PR #614, opened 2017-01-23
Add ability specify base dir which will not be cleaned after restart

vasilievip:
Here is the case:
- my git repo is inaccessible
- I've got nodes with config server crashing (require new instance startup)

I'll probably loose my config server under these conditions in production. It would be nice to 

a) allow to specify some base path so I can use mounted folder to keep files
b) use same folder on startup

Does this make any sense to implement? I tried to use repo uri as the key for each checkout, so if there is overlapping repos by key, they might get corrupted

NOTE: Not sure who decided to instantiate MultipleJGitEnvironmentRepository via ConfigurationProperties, but this is really strange decision. Its complaining that  PatternMatchingJGitEnvironmentRepository must have default constructor? Really?

### DIFF
--- a/spring-cloud-config-server/src/main/java/org/springframework/cloud/config/server/config/ConfigServerProperties.java
+++ b/spring-cloud-config-server/src/main/java/org/springframework/cloud/config/server/config/ConfigServerProperties.java
@@ -68,6 +68,11 @@ public class ConfigServerProperties {
 	private String defaultProfile = "default";
 
 	/**
+	 * Base directory for local working copy of repository. If not set the default temporary-file directory will be used.
+	 */
+	private String baseDir;
+
+	/**
 	 * Decryption configuration for when server handles encrypted properties before sending them to clients.
 	 */
 	private Encrypt encrypt = new Encrypt();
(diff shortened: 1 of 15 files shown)


pivotal-issuemaster:
@vasilievip Please sign the [Contributor License Agreement](https://cla.pivotal.io/sign/spring?repositoryId=spring-cloud/spring-cloud-config&pullRequestId=614)!

[Click here](https://cla.pivotal.io/sync/spring?repositoryId=spring-cloud/spring-cloud-config&pullRequestId=614) to manually synchronize the status of this Pull Request.

pivotal-issuemaster:
@vasilievip Thank you for signing the [Contributor License Agreement](https://cla.pivotal.io/sign/spring?repositoryId=spring-cloud/spring-cloud-config&pullRequestId=614)!

ryanjbaxter:
Not sure I understand the need for this.  Restarting the server or creating a new instance would just cause the config repo to be cloned again.

Your git repo does not need to be remote today, and we already have the ability to use the native file system for configuration properties.

vasilievip:
native file system might be the option (while I have to maintain repo on some shared store)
________
## What the task requires
Nothing but an exact copy of the lines from the start of the entries through the line containing "- I've got nodes" belongs in the response.

## Result of this exercise
PR #614, opened 2017-01-23
Add ability specify base dir which will not be cleaned after restart

vasilievip:
Here is the case:
- my git repo is inaccessible
- I've got nodes with config server crashing (require new instance startup)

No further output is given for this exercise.